EXERCISE PROMPT: Write out the records once more, exactly as given.
>>
PR #582, opened 2021-10-04
Disable BLTOUCH_SET_5V_MODE on Ender 3 / Ender 3 Max Creality boards

CRCinAU:
### Description

New  validation rules in pre-processing fail the build when `BLTOUCH_SET_5V_MODE` is set on these boards.

Update to disable `BLTOUCH_SET_5V_MODE` on these boards... There may be more, but these I know of for certain.


thisiskeithb:
Those aren’t STM32 configs, so how are they tripping the sanity checks?

CRCinAU:
The Ender 3 Max config notes its for a v4.2.2 board: https://github.com/MarlinFirmware/Configurations/blob/a489a3a4873a21e5a3195d5bae521a5d4ee346b0/config/examples/Creality/Ender-3%20Max/Configuration.h#L148

The Ender 3 has configs for both the v4.2.2 and v4.2.7 boards.

All are STM32 based.

The original 8 bit boards weren't STM32.

thisiskeithb:
> The original 8 bit boards weren't STM32.

Correct. I was looking in the wrong folders.

thisiskeithb:
I just ran a search and the following Creality configs should be updated as well:

- Ender-5 Pro/CrealityV422
- Ender-5 Pro/CrealityV427
- Ender-5/CrealityV427
- Ender-3 Pro/CrealityV427
- Ender-3/TH3D EZBoard Lite V2
- CR-10 S5/BigTreeTech SKR Mini E3 1.2 with TFT35 E3 V3.0
- CR-10 Mini/BigTreeTech SKR Mini E3 2.0

I *think* that's it.

CRCinAU:
> I _think_ that's it.

I've updated the ones you listed as well.

thisiskeithb (approved):

thisiskeithb:
Oh right. You have to target the `import` branch, not `bugfix`.

PR #605, opened 2021-11-01
Add Biqu B1 with SKR 2

thisiskeithb:
### Description

Due to chip shortages, the SKR 1.4 (and most other LPC-based boards) have been discontinued, so Biqu upgraded the B1's motherboard to an SKR 2.

Note: This config is not for the SE & SE Plus series which use a strain gauge as a probe by default.

### Benefits

SKR 2-based B1 owners can upgrade to the latest firmware.

### Related Issues

None. Reported by ROFLstomper in Biqu/BTT's Discord server.

edit: Thanks ROFLstomper for confirming these configs work!


thisiskeithb:
This still needs validating on real hardware (not sure if Biqu swapped anything else out), so I’ve marked it as draft.

thinkyhead:
To reduce the number of distinct configuration files I've combined BLTouch configs and non-BLTouch configs, with an added flag to enable BLTouch and its associated options.

PR #608, opened 2021-11-03
FFCP pins definition fix following PR22983

grauerfuchs:
### Description

PR 22983 on the Marlin bugfix-2.0.x repository removed the defines previously used for the FFCP extruder fan pins, thereby causing a failure to compile.

### Benefits

This change fixes the omission by directly assigning the pins used on the FFCP powered by the Rev. E (and Rev. D) Mightyboard. As the pins are still the same, the new config will compile against the code both prior to and post PR22983.


thisiskeithb:
I'd recommend `FAN1_PIN` and `CONTROLLER_FAN_PIN` instead:

https://github.com/MarlinFirmware/Marlin/blob/02b6fb8025ef82c2d1290cdc1a98bc0c54f502c9/Marlin/src/pins/mega/pins_MIGHTYBOARD_REVE.h#L185-L191:
```cpp
#ifndef FAN1_PIN
  #define FAN1_PIN                             7  // H4 EX1_FAN_PIN
#endif

#ifndef CONTROLLER_FAN_PIN
  #define CONTROLLER_FAN_PIN                  12  // B6 EX2_FAN_PIN
#endif
```

grauerfuchs:
The problem is, on the FFCP, they're really not either. Plus, both of those defines are based on logic that alters depending on various conditions and configurations. Therefore, it presents a situation that could in the future become an incorrect assignment whereas assigning the actual pin numbers would be stable. 

For instance: what if someone decides to switch one of the free pins via an external MOSFET board to drive a real controller fan, such as what is needed when swapping out the A4988s with TMC2208s? All of a sudden, that extruder's fan is broken. Given that it's an FFCP-specific thing versus generic use of the Mightyboard, it makes sense to update the FFCP-specific configuration example with something that isn't subject to change.

thisiskeithb:
Changes to the pins file should probably be reverted in the main Malrin repo.

grauerfuchs:
Again, the change I supplied in this PR is FFCP-specific and meant to apply to the FFCP configuration. The changes thinkyhead made in the main Marlin repo more closely follow the behavior of other boards when used in generic machines. Therefore, his logic is correct from a generic sense but incorrect only for the FFCP and equivalents.

grauerfuchs:
Why was this closed without action? The code in the bugfix branch of the main repo still will not compile with the configuration at present.

thisiskeithb:
> Why was this closed without action? The code in the bugfix branch of the main repo still will not compile with the configuration at present.

You have to target the `import-2.0.x` branch or PRs will be closed when the Configurations `bugfix-2.0.x` branch is froce-pushed since there is no longer a matching parent commit.

https://github.com/MarlinFirmware/Configurations/blob/073db3b25308907425cb6fe2fbb08fef04e879a5/README.md#L32

grauerfuchs:
Understood. Thank you. I'm not sure why I didn't see that.

thisiskeithb:
It was confusing when it happened to me as well 🙂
<<
SOLUTION TO THIS EXERCISE:
PR #582, opened 2021-10-04
Disable BLTOUCH_SET_5V_MODE on Ender 3 / Ender 3 Max Creality boards

CRCinAU:
### Description

New  validation rules in pre-processing fail the build when `BLTOUCH_SET_5V_MODE` is set on these boards.

Update to disable `BLTOUCH_SET_5V_MODE` on these boards... There may be more, but these I know of for certain.


thisiskeithb:
Those aren’t STM32 configs, so how are they tripping the sanity checks?

CRCinAU:
The Ender 3 Max config notes its for a v4.2.2 board: https://github.com/MarlinFirmware/Configurations/blob/a489a3a4873a21e5a3195d5bae521a5d4ee346b0/config/examples/Creality/Ender-3%20Max/Configuration.h#L148

The Ender 3 has configs for both the v4.2.2 and v4.2.7 boards.

All are STM32 based.

The original 8 bit boards weren't STM32.

thisiskeithb:
> The original 8 bit boards weren't STM32.

Correct. I was looking in the wrong folders.

thisiskeithb:
I just ran a search and the following Creality configs should be updated as well:

- Ender-5 Pro/CrealityV422
- Ender-5 Pro/CrealityV427
- Ender-5/CrealityV427
- Ender-3 Pro/CrealityV427
- Ender-3/TH3D EZBoard Lite V2
- CR-10 S5/BigTreeTech SKR Mini E3 1.2 with TFT35 E3 V3.0
- CR-10 Mini/BigTreeTech SKR Mini E3 2.0

I *think* that's it.

CRCinAU:
> I _think_ that's it.

I've updated the ones you listed as well.

thisiskeithb (approved):

thisiskeithb:
Oh right. You have to target the `import` branch, not `bugfix`.

PR #605, opened 2021-11-01
Add Biqu B1 with SKR 2

thisiskeithb:
### Description

Due to chip shortages, the SKR 1.4 (and most other LPC-based boards) have been discontinued, so Biqu upgraded the B1's motherboard to an SKR 2.

Note: This config is not for the SE & SE Plus series which use a strain gauge as a probe by default.

### Benefits

SKR 2-based B1 owners can upgrade to the latest firmware.

### Related Issues

None. Reported by ROFLstomper in Biqu/BTT's Discord server.

edit: Thanks ROFLstomper for confirming these configs work!


thisiskeithb:
This still needs validating on real hardware (not sure if Biqu swapped anything else out), so I’ve marked it as draft.

thinkyhead:
To reduce the number of distinct configuration files I've combined BLTouch configs and non-BLTouch configs, with an added flag to enable BLTouch and its associated options.

PR #608, opened 2021-11-03
FFCP pins definition fix following PR22983

grauerfuchs:
### Description

PR 22983 on the Marlin bugfix-2.0.x repository removed the defines previously used for the FFCP extruder fan pins, thereby causing a failure to compile.

### Benefits

This change fixes the omission by directly assigning the pins used on the FFCP powered by the Rev. E (and Rev. D) Mightyboard. As the pins are still the same, the new config will compile against the code both prior to and post PR22983.


thisiskeithb:
I'd recommend `FAN1_PIN` and `CONTROLLER_FAN_PIN` instead:

https://github.com/MarlinFirmware/Marlin/blob/02b6fb8025ef82c2d1290cdc1a98bc0c54f502c9/Marlin/src/pins/mega/pins_MIGHTYBOARD_REVE.h#L185-L191:
```cpp
#ifndef FAN1_PIN
  #define FAN1_PIN                             7  // H4 EX1_FAN_PIN
#endif

#ifndef CONTROLLER_FAN_PIN
  #define CONTROLLER_FAN_PIN                  12  // B6 EX2_FAN_PIN
#endif
```

grauerfuchs:
The problem is, on the FFCP, they're really not either. Plus, both of those defines are based on logic that alters depending on various conditions and configurations. Therefore, it presents a situation that could in the future become an incorrect assignment whereas assigning the actual pin numbers would be stable. 

For instance: what if someone decides to switch one of the free pins via an external MOSFET board to drive a real controller fan, such as what is needed when swapping out the A4988s with TMC2208s? All of a sudden, that extruder's fan is broken. Given that it's an FFCP-specific thing versus generic use of the Mightyboard, it makes sense to update the FFCP-specific configuration example with something that isn't subject to change.

thisiskeithb:
Changes to the pins file should probably be reverted in the main Malrin repo.

grauerfuchs:
Again, the change I supplied in this PR is FFCP-specific and meant to apply to the FFCP configuration. The changes thinkyhead made in the main Marlin repo more closely follow the behavior of other boards when used in generic machines. Therefore, his logic is correct from a generic sense but incorrect only for the FFCP and equivalents.

grauerfuchs:
Why was this closed without action? The code in the bugfix branch of the main repo still will not compile with the configuration at present.

thisiskeithb:
> Why was this closed without action? The code in the bugfix branch of the main repo still will not compile with the configuration at present.

You have to target the `import-2.0.x` branch or PRs will be closed when the Configurations `bugfix-2.0.x` branch is froce-pushed since there is no longer a matching parent commit.

https://github.com/MarlinFirmware/Configurations/blob/073db3b25308907425cb6fe2fbb08fef04e879a5/README.md#L32

grauerfuchs:
Understood. Thank you. I'm not sure why I didn't see that.

thisiskeithb:
It was confusing when it happened to me as well 🙂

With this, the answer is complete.